# Golden Gate Bridge - San Francisco



## KenL

I have quite a few shots of the Golden Gate Bridge, day & night! This is the GGB from above Fort Point and is one of my favorite images.


----------



## dl4449

Nice Ken 
I have that same shot. It is also interesting frome the roof of the fort
Troy


----------



## KenL

dl4449 said:


> Nice Ken
> I have that same shot. It is also interesting frome the roof of the fort
> Troy


 
Thanks Troy! That's a spot I've never been......have you shot from Baker beach, another of my favorites?


----------



## Moodyville-ain

For me, the second shot you posted is loads better. I'm not sure I can put my finger on it, but theres just something odd about the colors in the first photo that, just seem off to me. I really dig the foliage in the foregound and the shadow the bridge casts. But I can't get my mind off the colors, I'm sorry but they just seem, off.


----------



## PatrickHMS

Maybe the colors of the actual bridge look more accurate in second shot. Doesn't the bridge look just a little too red in the first shot?

But I like both shots.

As a kid, I used to go and visit my uncle who lived in SF.  You could see the brdge from most of the back windows, and from the back decks and patio of his home.
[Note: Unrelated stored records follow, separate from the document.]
PR #2210, opened 2024-02-24
Add refresh button for techleak

### LINKED ISSUE #1753: Make it possible to forcibly research a tech that is instantly researchable after TC due to tech leak
Currently, if RNGeezus wants, a player may end up in a situation where they have more bulbs stored than their current research target costs, due to tech leak. This happens due to player processing order, where a player might gain just-not-enough bulbs to research a tech, but a player processed later might have enough, causing the cost to drop due to tech leak. Sometimes you can then "force" the game to research the tech by switching to another one that's sufficiently expensive (so you don't insta-research it and lose your bulbs) and then switching back, forcing the server to process the research. This may not always be possible, forcing the player to wait until next TC.

Two potential solutions:
1. Make the server somehow find out if tech leak would affect players that have already been processed, and process their research again (this might do weird stuff with obsoletions and stuff, I don't know the exact sequence of events in the TC sequence)
2. Quite a bit simpler, when the player sets their tech goal to the one they're currently researching, the server accepts this and processes it as if the player switched to any other tech. I'm pretty sure this would mean just removing lines 1020-1022 in `techtools.cpp`, but this is only from a cursory search. It does appear that the client sends the "switch research" packet even when the player clicks on a tech they're currently researching.

Leaving it as-is...

**Additional context**
No additional context

jwrober:
Closes #1753


client/views/view_research.cpp
```diff
@@ -500,6 +512,12 @@ void science_report::update_report()
     researching_combo->setDisabled(false);
     goal_combo->setDisabled(false);
   }
+
+  // If tech leak happens we enable a button to force/push a refresh.
+  if (done >= total) {
+    refresh_but->setVisible(true);
```
blabber, line 518: Just out of curiosity, are you changing the visibility of the button here instead of disabling it for a reason?

I'm asking because I personally find it a bit confusing when controls are sometimes visible and sometimes not.

lmoureaux: I also think hiding a control is bad practice (the exception we make is when the thing it controls is disabled in the rules, as is done for controls related to nationality). I would prefer to keep it visible at all times. In fact, I don't think even disabling this button is needed: refreshing is harmless when it doesn't do anything.

lmoureaux (approved):

Issue #2177, opened 2024-01-27
Warn when declaring war would imply cancelling alliances


lmoureaux:
**Is your feature request related to a problem? Please describe.**

In games with complex alliance systems, declaring war (or cease-fires running out) can have unintended consequences.

**Describe the solution you'd like**

* When war would result in an alliance being cancelled, require the user to cancel the alliance first. 
* When a cease-fire running out would result in an alliance being cancelled, automatically lengthen the cease-fire until the alliance gets cancelled.

**Describe alternatives you've considered**

Message boxes asking for confirmation. It sounds more difficult to implement for no additional functionality.

**Additional context**

Happened twice in SG2 already...

PR #2214, opened 2024-03-15
Prevent user from declaring war if it would break alliances

blabber:
Part of #2177.


lmoureaux (changes requested):
From reading the rest of the function, it seems that part of the code under `Check fall-out of a war declaration` is now unreachable and should be removed. This section also hints that special handling could be needed for teams.

blabber:
Thanks for the hint, it would indeed be sensible to not only prevent the player from breaking his own alliances, but also the alliances of their team members. I'll look I to it.

lmoureaux:
> Thanks for the hint, it would indeed be sensible to not only prevent the player from breaking his own alliances, but also the alliances of their team members. I'll look into it.

Are we going towards diplomacy acting at the team level instead of the nation level? This sounds like a real possibility...

blabber:
> Are we going towards diplomacy acting at the team level instead of the nation level? This sounds like a real possibility...

I wouldn't go that far, and I'm not sure it would be worth the effort: most LT games seem to be teamless after all.

But where it makes sense to consider the diplomatic relations of your teammates, it certainly can't hurt.

blabber:
I converted this PR to draft, I need to test the change in a teams environment first.

blabber:
This seems to work as intended. I squashed the commits and switched the PR back to "ready for review".

team

lmoureaux:
Hmm, how can one cancel a pact on the first encounter?

blabber:
"Cancel treaty" in the nations view. I guess as the Americans were allied with our team mate we had an implicit treaty?

lmoureaux:
Oh it was a manual action. From the screenshot I thought the two messages were generated in sequence by the game

lmoureaux (approved):

Issue #2069, opened 2023-12-02
The macOS CI is failing


lmoureaux:
**Describe the bug**

We are affected by https://github.com/microsoft/vcpkg/issues/35332. This prevents macOS builds from completing.

**To Reproduce**
1. Trigger a CI build
2. Wait until vcpkg starts building fontconfig
3. See an error related to missing `distutils`

**Expected behavior**
The build completes.

**Platform and version (please complete the following information):**
 - OS: macOS
 - Freeciv21 version: `master` and `stable`

**Additional context**
`distutils` was removed in Python 3.12. Meson failed to follow suit until it was too late.

PR #2220, opened 2024-03-17
Fix the macOS CI build

lmoureaux:
The macOS CI stopped working, seemingly because multiple Python versions are installed simultaneously. We forced the Python version in response to #2069. There is now a proper fix for #2069 in upstream vcpkg. Update the vcpkg version so we can use it.

### DIFF
--- a/.github/workflows/build.yaml
+++ b/.github/workflows/build.yaml
@@ -235,7 +235,7 @@ jobs:
           brew link gettext --force
       - uses: actions/setup-python@v5  # Workaround for #2069
         with:
-        python-version: '3.11'
+          python-version: '3.11'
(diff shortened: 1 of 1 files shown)


blabber:
Is this still ready for review? This did not fix the build, so I guess work on this PR is ongoing.

lmoureaux:
> Is this still ready for review? This did not fix the build, so I guess work on this PR is ongoing.

Right, thanks. Switched to draft

lmoureaux:
Let's **squash and merge** if the pipeline succeeds

jwrober:
100%, so only one commit goes into master and stable branches.

jwrober (approved):

PR #2222, opened 2024-03-17
Minimal Qt6 port

lmoureaux:
This PR implements a minimal port to Qt 6:
* The code builds
* Tested basic client, server, fcmp things and fixed the bugs I encountered
* Tests pass on my local, not in the CI
* macOS, Nix, Snap, Flatpak integrations are broken. I have a patch for Nix
* There are many build warnings
* Documentation is outdated

If you have Qt6 and Kf6 on your platform, give this branch a try! I'm sure there are many more bugs.


client/CMakeLists.txt
```diff
@@ -199,11 +204,11 @@ if (AUDIO_SDL)
 endif()
 
 if (APPLE)
-  qt5_import_plugins(freeciv21-client INCLUDE Qt5::QCocoaIntegrationPlugin Qt5::QSvgPlugin)
+  qt6_import_plugins(freeciv21-client INCLUDE Qt6::QCocoaIntegrationPlugin Qt6::QSvgPlugin)
 endif()
 
 if(EMSCRIPTEN)
-  qt5_import_plugins(freeciv21-client INCLUDE Qt5::QWasmIntegrationPlugin)
```
jwrober, line 206: If we are no longer supporting wasm in the CI, do we need to check for EMSCRIPTEN either?

cmake/FreecivDependencies.cmake
```diff
@@ -21,7 +21,7 @@ check_function_exists(at_quick_exit HAVE_AT_QUICK_EXIT)
 find_package(Python3 REQUIRED)
 
 # Required as the main networking and utility library
-find_package(Qt5 5.15 COMPONENTS Core Gui Network REQUIRED)
+find_package(Qt6 6.7 COMPONENTS Core Gui Network REQUIRED)
```
jwrober, line 24: Qt 6.8 is LTS

utility/registry_ini.cpp
```diff
@@ -149,7 +149,8 @@
   - Now uses hash.c
  */
 // KArchive
-#include <KFilterDev>
+#include <KCompressionDevice>
+#include <kcompressiondevice.h>
```
jwrober, line 153: duplicate header

jwrober (commented):
some comments

cmake/FreecivDependencies.cmake
lmoureaux: I'll likely need to drop to 6.6 for Ubuntu 22.10

lmoureaux: There was a suggestion to go all the way back to 6.5 since it's an LTS release. However, no distro seems to ship it anymore.

lmoureaux:
I don't understand why the tests keep failing, they work fine on my system. It looks like the server always exits with an error code. I have a different Qt version (6.8), but apart from that the setup should be pretty similar. Need to investigate more.

client/CMakeLists.txt
lmoureaux: I'm not sure honestly. Removing it from the CI might have been a bold move, I just didn't want to spend time on getting it to work there.

lmoureaux: Will keep the code for now

client/fc_client.cpp
```diff
@@ -61,7 +60,7 @@ fc_client::fc_client() : QMainWindow(), current_file(QLatin1String(""))
   setWindowFlags(Qt::FramelessWindowHint);
   setWindowState(Qt::WindowFullScreen);
 #endif
-  QTextCodec::setCodecForLocale(QTextCodec::codecForName("UTF-8"));
+  // QTextCodec::setCodecForLocale(QTextCodec::codecForName("UTF-8"));
```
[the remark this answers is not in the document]
lmoureaux: Will see what breaks in real life.

blabber:
Foreign units without a name are still displaying garbage names in the tile info popup (middle-click). I have a fix that can be cherry-picked, the commit hash is fe8eb07.

PR #174, opened 2020-12-15
Tiny performance improvement in FileUtils#moveDirectoryToDirectory()

michielgkalkman:
I think this version performs better, especially when the directory to move to already exists (2 calls to exists are skipped).


garydgregory:
Hi @michielgkalkman 
Don't you mean ONE call to `exists()` skipped instead of 2?

michielgkalkman:
No, in the original code, when the destination directory already exists, you do an exists() on this directory in lines 2173 and 2178 before isDirectory() is executed.

However, isDirectory() can be executed right away (it does an exists() itself) and thus you skip two calls to exists().

PR #178, opened 2020-12-28
IO-600: fix getPrefixLength for Linux filename

abchaubey:


pom.xml
```diff
@@ -269,7 +269,6 @@ file comparators, endian transformation classes, and much more.
       <groupId>org.apache.commons</groupId>
       <artifactId>commons-lang3</artifactId>
       <version>3.11</version>
-      <scope>test</scope>
```
garydgregory, line 272: -1 we don't want this runtime dependency.

src/main/java/org/apache/commons/io/FilenameUtils.java
```diff
@@ -665,7 +666,10 @@ public static int getPrefixLength(final String fileName) {
         if (ch1 == ':') {
             ch0 = Character.toUpperCase(ch0);
             if (ch0 >= 'A' && ch0 <= 'Z') {
-                if (len == 2 || isSeparator(fileName.charAt(2)) == false) {
+                if (len == 2 && SystemUtils.IS_OS_LINUX) {
```
IchbinkeinReh, line 669: I think you can use "!FilenameUtils.isSystemWindows()" instead. see https://github.com/apache/commons-io/blob/master/src/main/java/org/apache/commons/io/FilenameUtils.java#L146

abchaubey: thanks, updated to use  "!FilenameUtils.isSystemWindows()"

pom.xml
abchaubey: thanks, remove runtime dependency

src/main/java/org/apache/commons/io/FilenameUtils.java
garydgregory: I though about this a little more and since other OSs support driver letters, I've abstracted this away in a new method `FileSystem#supportsDriveLetter()`, so please rebase on master and use that method instead of testing for the OS directly.

abchaubey: FileSystem.supportsDriveLetter() is non-static method getPrefixLength is static

garydgregory: So?

garydgregory:
@abchaubey 
Please rebase on master.
TY.

abchaubey:
@garydgregory  I will create new PR for this from new fork

abchaubey:
@garydgregory new PR :https://github.com/apache/commons-io/pull/179 , closing this one

PR #179, opened 2020-12-30
[IO-600] Fix getPrefixLength method for Linux filename

abchaubey:


src/main/java/org/apache/commons/io/FilenameUtils.java
```diff
@@ -665,7 +665,10 @@ public static int getPrefixLength(final String fileName) {
         if (ch1 == ':') {
             ch0 = Character.toUpperCase(ch0);
             if (ch0 >= 'A' && ch0 <= 'Z') {
-                if (len == 2 || isSeparator(fileName.charAt(2)) == false) {
+                if (len == 2 && !FileSystem.getCurrent().supportsDriveLetter()) {
```
garydgregory, line 668: The last step is to document this in the Javadoc for the method.

abchaubey: adding this in under Unix section : 
 * C:                  --&gt; ""          --&gt; valid filename as only null byte and / are reserved characters
 Let me know your thoughts, thanks

garydgregory: Well, our current Javadoc is lame because while this methods returns an `int`, the Javadoc shows `String` examples as 'output' which is not so helpful IMO, so if you can fix the Javadoc to show what the `int` value is now for all the example strings, that would be appreciated.

abchaubey: Updated Javadoc

PR #181, opened 2021-01-04
IO-696: Fix IOUtils.toByteArray exception

abchaubey:


garydgregory:
Hi @abchaubey 
Thank you for your PR.
I think we need to consider taking a look at all of Commons IO and consider if this is a task we want to do consistently: When do we throw an IOException vs IllegalArgumentException vs IllegalStateException vs UnsupportedOperationException and so on. 
So IOW, let's pause and all think about this instead of doing a one-off PR here...
This case in particular is interesting because the exception is thrown because the expected input does not match the actual file, so either the input is wrong (IAE) OR something went wrong while reading the file (IOEx). So either might be OK here. One general rule could be that IOEx all come from the JRE... needs further thought...

abchaubey:
@garydgregory thanks for comments,  let me know if any further analysis needs to be done to identify all such scenarios in commons-io

abchaubey:
Deleting this PR as changes are already taken care of

PR #187, opened 2021-01-15
IO-702 FileUtils.forceDelete does not delete invalid links. Testcase …

boris-unckel:
…and fix of check.
Testcase and first fix for [https://issues.apache.org/jira/browse/IO-702](https://issues.apache.org/jira/browse/IO-702)

### DIFF
--- a/src/test/java/org/apache/commons/io/FileUtilsDeleteDirectoryBaseTestCase.java
+++ b/src/test/java/org/apache/commons/io/FileUtilsDeleteDirectoryBaseTestCase.java
@@ -195,6 +195,29 @@ public abstract class FileUtilsDeleteDirectoryBaseTestCase {
     }
 
     @Test
+    public void testDeleteInvalidLinks() throws Exception {
+        File aFile = new File(top, "realParentDirA");
+        assertTrue(aFile.mkdir());
+        File bFile = new File(aFile, "realChildDirB");
+        assertTrue(bFile.mkdir());
+
+        File cFile = new File(top, "realParentDirC");
+        assertTrue(cFile.mkdir());
+        File dFile = new File(cFile, "realChildDirD");
+        assertTrue(dFile.mkdir());
+
+        File linkToC = new File(bFile, "linkToC");
+        Files.createSymbolicLink(linkToC.toPath(), cFile.toPath());
+
+        File linkToB = new File(dFile, "linkToB");
+        Files.createSymbolicLink(linkToB.toPath(), bFile.toPath());
+
+        FileUtils.deleteDirectory(aFile);
+        FileUtils.deleteDirectory(cFile);
+        assertEquals(0, top.list().length);
+    }
+
+    @Test
     public void testDeletesNested() throws Exception {
         final File nested = new File(top, "nested");
         assertTrue(nested.mkdirs());
--- a/src/main/java/org/apache/commons/io/file/DeletingPathVisitor.java
+++ b/src/main/java/org/apache/commons/io/file/DeletingPathVisitor.java
@@ -21,6 +21,7 @@ import java.io.IOException;
 import java.nio.file.FileVisitResult;
 import java.nio.file.Files;
 import java.nio.file.LinkOption;
+import java.nio.file.NoSuchFileException;
 import java.nio.file.Path;
 import java.nio.file.attribute.BasicFileAttributes;
 import java.util.Arrays;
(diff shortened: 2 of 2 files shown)


boris-unckel:
@garydgregory
The deleteDirectory story is still not final, but with different root cause. Please review the testcase and first fix. Do you have an idea whats wrong with forceDelete?

src/main/java/org/apache/commons/io/FileUtils.java
```diff
@@ -309,6 +309,9 @@ public static void cleanDirectory(final File directory) throws IOException {
         if (!causeList.isEmpty()) {
             throw new IOExceptionList(causeList);
         }
+        if (listFiles(directory, null).length > 0) {
```
garydgregory, line 312: Hi @boris-unckel 

Thank you for your PR.

That is an expensive way to test for emptiness if there are a lot of files. Please rebase on master and call `isEmptyDirectory(File)` in this class.

TY.

src/test/java/org/apache/commons/io/FileUtilsDeleteDirectoryBaseTestCase.java
```diff
@@ -194,6 +194,29 @@ public void testDeleteParentSymlink2() throws Exception {
         assertEquals(1, randomDirectory.list().length, "Contents of sym link should not have been removed");
     }
 
+    @Test
+    public void testDeleteInvalidLinks() throws Exception {
+        File AFile = new File(top, "realParentDirA");
```
garydgregory, line 199: These local variable names are unconventional, `AFile` -> `fileA` as local variable names should start with a lower case chaarcter.

src/main/java/org/apache/commons/io/FileUtils.java
```diff
@@ -1342,6 +1345,9 @@ public static void forceDelete(final File file) throws IOException {
             // didn't find a file to delete.
             throw new FileNotFoundException("File does not exist: " + file);
         }
+        if (file.exists()) {
```
garydgregory, line 1348: This belongs in the unit test.

src/main/java/org/apache/commons/io/FileUtils.java
```diff
@@ -309,6 +309,9 @@ public static void cleanDirectory(final File directory) throws IOException {
         if (!causeList.isEmpty()) {
             throw new IOExceptionList(causeList);
         }
+        if (listFiles(directory, null).length > 0) {
+            throw new IOException("Directory " + directory + " is not empty, cleaning attempt failed.");
```
garydgregory, line 313: This belongs in the unit test IMO.

src/test/java/org/apache/commons/io/FileUtilsDeleteDirectoryBaseTestCase.java
boris-unckel: thnx, corrected.

src/main/java/org/apache/commons/io/FileUtils.java
boris-unckel: removed

src/main/java/org/apache/commons/io/FileUtils.java
boris-unckel: removed

src/main/java/org/apache/commons/io/FileUtils.java
boris-unckel: obsolete - it's removed, see later comment

boris-unckel:
@garydgregory 
Now it fails again in deleteDirectory (which is not the cause)
`Error:  org.apache.commons.io.FileUtilsDeleteDirectoryLinuxTestCase.testDeleteInvalidLinks  Time elapsed: 0.003 s  <<< ERROR!
java.nio.file.DirectoryNotEmptyException: /tmp/junit16834268871756684963/realParentDirC
	at java.base/sun.nio.fs.UnixFileSystemProvider.implDelete(UnixFileSystemProvider.java:247)
	at java.base/sun.nio.fs.AbstractFileSystemProvider.delete(AbstractFileSystemProvider.java:105)
	at java.base/java.nio.file.Files.delete(Files.java:1141)
	at org.apache.commons.io.FileUtils.delete(FileUtils.java:1170)
	at org.apache.commons.io.FileUtils.deleteDirectory(FileUtils.java:1189)
	at org.apache.commons.io.FileUtilsDeleteDirectoryBaseTestCase.testDeleteInvalidLinks(FileUtilsDeleteDirectoryBaseTestCase.java:216)`

IMO This stacktrace is misleading because originally forceDelete fails to delete the broken link. Maybe it's the Visitor in the nio TreeWalker.

boris-unckel:
@garydgregory
Fixed the DeletingPathVisitor.visitFile with an additional check for symlinks. Please review again.

PR #193, opened 2021-01-27
[IO-708] Refactor o.a.c.io.FileUtils to NIO

boris-unckel:
Fixes https://issues.apache.org/jira/browse/IO-708

### DIFF
--- a/src/main/java/org/apache/commons/io/FileUtils.java
+++ b/src/main/java/org/apache/commons/io/FileUtils.java
@@ -27,6 +27,7 @@ import java.io.InputStream;
 import java.io.InputStreamReader;
 import java.io.OutputStream;
 import java.io.Reader;
+import java.io.UncheckedIOException;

Haven't seen the brodge in person in 50 years.  What a trip down memory lane, but photographs will do that...


----------



## Froggy

The second shot is far more interesting than the first one (a bit tilted on the left btw) in my opinion. The soft light gives to the shot a peaceful mood and these waves that crashed into the rocks add something very dynamic to the image!


----------



## lvcrtrs

Love the Baker Beach shot. It's composition is different from the standard we see (eg. shot 1 OP). Your eyes get pulled down to the action in front with the wave splashing on the rocks.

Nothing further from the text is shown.